Бхакти-это привилегия чистой души, она не зависит от религий и конфессий.

Ханна, вам надо больше читать, изучать. Только спокойно, без вызова :smilies: 
Например, это:  http://www.vyasa.ru/books/tiacherBha...Gita/whoisgod/

http://www.krishna.ru/index.php?opti...793&Itemid=949

----------


## Александр Вольнов

> Вы про мои злые шутки? А я не шутила даже. Буддистам известно, что в конце Кали Юги люди вместо положенных 120 лет будут жить только 10 лет, их рост будет как у большой собаки, от пола 50см, если не 20см...и что будет просто повальная деградация, что ни отца, ни матери не будет, никаких родственных связей, все, извините, спят со всеми или вот "шашлычок из человеческой ноги" в порядке вещей...
> ну и когда настанет полная беспросветная темнота, т.е. духовное знание будет практически уничтожено, то вот придет Майтрейя Будда и спасет мир.
> У вайшнавов разве не ожидается Калки? А при этом разве не говорится про жестоких карликов- людей?
> Просто нет цитаты под рукой, но это всем буддистам известно.
> Поэтому я так "тупо" над Кришной не шутила, не шучу и не буду шутить...это не мой уровень.
> Так что сейчас - Сатья Юга, золотой век, по сравнению с тем, что будет...
> Харе Кришна!


Я писал не конкретно про этот пост, а про множество Ваших высказываний на это форуме, где Вы явно высмеиваете и деяния Кришны и саму идею его, как Шри Бхагавана.

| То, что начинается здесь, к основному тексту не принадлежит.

PR #4805, opened 2023-10-12
Semantically check function calls

### LINKED ISSUE #4593: No implied "yield" with cast expression
Repro is with Zed commit a2626a7.

This works:

```
$ zq -version
Version: v1.7.0-66-ga2626a7c

$ echo '{ts: "2023-05-17T19:19:32Z"}' | zq -z 'yield time(ts)' -
2023-05-17T19:19:32Z
```

But this fails:

```
$ echo '{ts: "2023-05-17T19:19:32Z"}' | zq -z 'time(ts)' -
time(): no such function
```

Per the [Implied Operators docs](https://zed.brimdata.io/docs/language/overview#26-implied-operators), as a user I expect `time(ts)` to have been interpreted as an expression and hence it should have worked without the explicit `yield`.

Issue #4556 seems like it might share some root cause with this one, so whoever takes up one might want to consider the other at the same time.

mattnibs:
Previously most checking of function calls was done in kernel, but move this to the semantic pass. Also change the parser so it doesn't convert a primitive function call to cast and instead lets the semantic pass do this.

Closes #4593


runtime/expr/function/function.go
```diff
@@ -165,13 +165,20 @@ func New(zctx *zed.Context, name string, narg int) (expr.Function, field.Path, e
 	case "unflatten":
 		f = NewUnflatten(zctx)
 	}
+	if err := CheckArgCount(narg, argmin, argmax); err != nil {
+		return nil, nil, err
+	}
+	return f, path, nil
+}
+
+func CheckArgCount(narg int, argmin int, argmax int) error {
```
nwt, line 174: 👍

compiler/semantic/expr.go
```diff
@@ -471,26 +472,48 @@ func (a *analyzer) semCall(call *ast.Call) (dag.Expr, error) {
...
+		if len(f.Params) != nargs {
+			return nil, fmt.Errorf("%s(): expects %d argument(s)", name, len(f.Params))
+		}
+	case ptyp != nil:
+		// Primitive function call, change this to a cast.
+		if err := function.CheckArgCount(nargs, 1, 1); err != nil {
+			return nil, fmt.Errorf("%s(): %w", name, err)
+		}
+		name = "cast"
+		exprs = append(exprs, &dag.Literal{Kind: "Literal", Value: fmt.Sprintf("<%s>", zson.FormatType(ptyp))})
```
nwt, line 501:
```suggestion
	case zed.LookupPrimitive(name) != nil:
		// Primitive function call, change this to a cast.
		if err := function.CheckArgCount(nargs, 1, 1); err != nil {
			return nil, fmt.Errorf("%s(): %w", name, err)
		}
		exprs = append(exprs, &dag.Literal{Kind: "Literal", Value: "<"+name+">"})
		name = "cast"
```

compiler/semantic/expr.go
```diff
@@ -471,26 +472,48 @@ func (a *analyzer) semCall(call *ast.Call) (dag.Expr, error) {
...
+	case shaper != 0:
```
nwt, line 502:
```suggestion
	case expr.NewShaperTransform(name) != 0:
```

compiler/parser/ztests/primitive-cast.yaml
```diff
@@ -0,0 +1,14 @@
+script: |
+  zc -C -s 'int64(this)'
+  zc -C -s 'time(this)'
+  zc -C -s 'string(this)'
```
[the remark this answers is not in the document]
mattnibs: So just don't test this since there's no change to input/output? I guess I'm ok with that

nwt (approved):

PR #4806, opened 2023-10-12
Add map function

### LINKED ISSUE #4610: Call a function on every element of a complex value
Repro is with Zed commit efdcd27.

Imagine you have an complex value such as the array of numbers `[1, 4, 9, 16]` and you want to execute some function on each element to produce a new array, such as multiplying each element by two. To accomplish this in Zed today requires a multi-part idiom:

```
$ zq -version
Version: v1.8.0-5-gefdcd272

$ echo '[1, 4, 9, 16]' | zq -z 'over this | yield this*2 | collect(this)' -
[2,8,18,32]
```

Compare this to something like [JavaScript's `map()`](https://developer.mozilla.org/en-US/docs/Web/JavaScript/Reference/Global_Objects/Array/map) (not to be confused with Zed's [`map` type](https://zed.brimdata.io/docs/formats/zed#24-map)) which can perform the equivalent in one shot. We've recognized Zed should offer a similar shorthand.

While in JavaScript we see this approach applied to array types, it seems that in Zed it could be used for not only arrays but also sets, maybe maps, and perhaps into records (recursively?) though I'm not sure. Implementation TBD, I suppose.

mattnibs:
The map function that applies a function to every element in an array or set value.

Also: rename the map aggregator to collect_map to avoid collision with this new function.

Closes #4610


compiler/ast/dag/expr.go
```diff
@@ -62,6 +62,11 @@ type (
 		Kind  string `json:"kind" unpack:""`
 		Value string `json:"value"`
 	}
+	MapCall struct {
+		Kind  string `json:"kind" unpack:""`
+		Expr  Expr   `json:"expr"`
+		Inner Expr   `json:"inner"`
+	}
```
nwt, line 69: Is there a downside to using `Call` rather than adding `MapCall`?

mattnibs: Its kind of a different thing than a call. A call is made of args that you get the value of all by passing `this` into it, a map call you evaluate this, then iterate over each value an call the inner eval on each value. So I kind of think this should remain MapCall

runtime/expr/agg/map.go
```diff
@@ -6,13 +6,13 @@ import (
 	"golang.org/x/exp/slices"
 )
 
-type Map struct {
+type CollectMap struct {
```
nwt, line 9: Please rename this file to collectmap.go

runtime/expr/agg/map.go
```diff
@@ -22,7 +22,7 @@ type mapEntry struct {
 	val *zed.Value
 }
 
-func (m *Map) Consume(val *zed.Value) {
+func (m *CollectMap) Consume(val *zed.Value) {
```
nwt, line 25: Nit: Change receiver name to `c`.

docs/language/functions/README.md
```diff
@@ -40,6 +40,7 @@ Zed's [primitive types](../../formats/zed.md#1-primitive-types), e.g.,
 * [levenshtein](levenshtein.md) Levenshtein distance
 * [log](log.md) - natural logarithm
 * [lower](lower.md) - convert a string to lower case
+* [map](map.md) - apply a function to each element of an array
```
nwt, line 43:
```suggestion
* [map](map.md) - apply a function to each element of an array or set
```

docs/language/functions/map.md
```diff
@@ -0,0 +1,42 @@
+### Function
+
+&emsp; **map** &mdash; calls a function on each element of an array and returns the results
```
nwt, line 3:
```suggestion
&emsp; **map** &mdash; apply a function to each element of an array or set
```

runtime/expr/map.go
```diff
@@ -0,0 +1,71 @@
...
+	if err != nil {
+		return ectx.CopyValue(*a.zctx.WrapError(err.Error(), in))
+	}
+	if len(elems) == 0 {
+		return v
+	}
+	a.vals = a.vals[:0]
+	a.types = a.types[:0]
+	for _, elem := range elems {
+		out := a.inner.Eval(ectx, &elem)
```
nwt, line 39: Nit: s/out/val/ because that's what we usually call a zed.Value.

docs/language/functions/map.md
```diff
@@ -0,0 +1,42 @@
...
+
+### Synopsis
+
+```
+map(v: array|set, f: function) -> array|set
```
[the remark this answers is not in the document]
philrz: @nwt: Can you say more about why this is your preference? It feels strange to me for the data type to be changed as a side effect of an operation like this. If we end up going with your suggestion, then I'd be in favor of the docs mentioning your `|[...map(v,f)]|` workaround in the same doc right below this function signature. Those of us who work on Zed knowing something is possible is not the same thing as it being something average users will think to put together. I think of the spread operator as a more advanced part of the language, so leaving this as an "exercise for the reader" doesn't sit with me right.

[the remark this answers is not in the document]
mattnibs: Yeah I agree with @philrz. The map function is really targeting each element in the array/set and it feels weird to have it change the type of the container.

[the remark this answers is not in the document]
nwt: I suggest this because having `map(some_large_set, is_interesting)` return `|[true, false]|` isn't useful.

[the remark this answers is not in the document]
philrz: @nwt: Maybe I'm missing some context, but I'm not sure how that example is the one that would make the case for this. I admittedly don't find myself reaching for the `set` data type very often, but to reach for our old friend Zeek that's always happened to have `set` data, I can see places to use this, e.g. with the [zed-sample-data](https://github.com/brimdata/zed-sample-data):

```
$ zq -version
Version: v1.10.0-15-g7be4063c

$ zq -Z 'lower_analyzers:=map(analyzers, lower) | cut analyzers,lower_analyzers | head 1' files.log.gz
{
    analyzers: |[
        "MD5",
        "SHA1"
    ]|,
    lower_analyzers: [
        "md5",
        "sha1"
    ]
}
```

Indeed, that shows it's turning the set into an array even in the current state of the branch, and I'm still not sure why that's helpful here to me as a user.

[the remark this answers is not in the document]
mattnibs: In the case of `map(some_large_set, is_interesting)` it seems like the thing to do would be to convert `some_large_set` into an array if you don't want the output values to get squashed. The normal case IMHO would be something like what @philrz is proposing.

docs/language/functions/map.md
```diff
@@ -0,0 +1,42 @@
...
+```
+
+### Description
+
+The _map_ function applies function f to every element in array/set v and
+returns the augmented array/set. Function f must be a function that takes
```
nwt, line 14: Nits: "or" is classier than "/". And "augmented" suggests that values returned by f are added to v.
```suggestion
The _map_ function applies function f to every element in array or set v and
returns an array or set of the results. Function f must be a function that takes
```

docs/language/functions/map.md
```diff
@@ -0,0 +1,42 @@
...
+Using a user defined function to convert an epoch float to a time:
+
+```mdtest-input udf.zed
+func floatToTime(x): ( cast(x*1000000000, <time>) )
+yield map(this, floatToTime)
+```
+
+```mdtest-command
+echo '[1697151533.41415,1697151540.716529]' | zq -z -I udf.zed -
+```
```
nwt, line 38: Nit: I think this would be clearer without udf.zed.
```mdtest-command
echo '[1697151533.41415,1697151540.716529]' | zq -z '
  func floatToTime(x): ( cast(x*1000000000, <time>) )
  yield map(this, floatToTime)
' -
```

nwt (approved):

> Конечно, если принять за основу, что только у вайшнавов великая истина, а она неоспорима, и это бхакти.
> То вот ни буддисты, ни мусульмане, которые тоже сильно любят Аллаха, ни христиане - никто не прав, все ересь, только мы великие и спасемся.
> Что за бред, Александр? 
> Вы поизучайте другие религии, и найдете много общего, просто люди на разных уровнях сознания понимают Бога по разному.
> И если буддисты его уже видят без формы и сливаются с ним, это не значит, что у них большая ересь, а тут мы умные такие и везунчики...
> 
> Просто вайшнавы не принимают слияние, сатьюджа кажется на санскрите, не помню, ну вот хочется вайшнавам служить как личность личности, а буддисты 
> от своей личности отказываются и сливаются с личностью Кришны, хотя они сами не знают, но это так здорово, что зачем обертывать в какие-то слова, ибо грех это - вдруг стать самим Богом и иметь возможность перерождаться по своей воле, а не как ветер кармы занесет...
> Молчу молчу...


1.Истина есть не только у вайнавов.
2.Бхакти - это любовь, а не истина.
3.В других религиях есть слова основателей, которые дошли до нас и это правда, а остальное(больше 90%) выдумки последователей и это ложь.Всё из-за того, что у них нету парампары, которая не допускает искажения.
4.Я достаточно изучал другие религии и общего там есть только маленькие капли, который, как я уже писал, остались от высказываний основателя, а в остальном одна ересь.
5.Буддисты входят в брахмаджйоти и не теряют свою личностную форму, потому что джива не может исчезнуть.И поселяются они там не на вечно, а на некоторое время.Плюс мы созданы для того, чтобы строоить отношения с Кришной, а не для растворения в его сиянии, но он по своей милости исполняет наши эгоистичные желания.
6.Вайшнавам не "хочется", они выполняют то, что хочет Кришна.Если бы Вы читали Бхагавад-Гиту, то знали бы, что ему больше нравится когда с ним строят отношения, а не когда люди мотивируемые своим эго хотят исчезнуть.Сливаются они не с Кришной, а как у же говорил, с его сиянием.
7.Что у Вас за посылы про "стать Богом"?Если Вы считаете что джива может стать такой же могущественной как Шри Бхагаван, то тогда вообще не вижу смысла спорить с Вами.

----------


## Hanna

Кастурика дд, я не изучала христианство, я больше знаю про буддизм, он как то ближе к вайшнавизму...даже территориально.
Слишком у христиан все строго, хотя вот Святая Тереза признавалась о любви к Господу в духе...молчу молчу...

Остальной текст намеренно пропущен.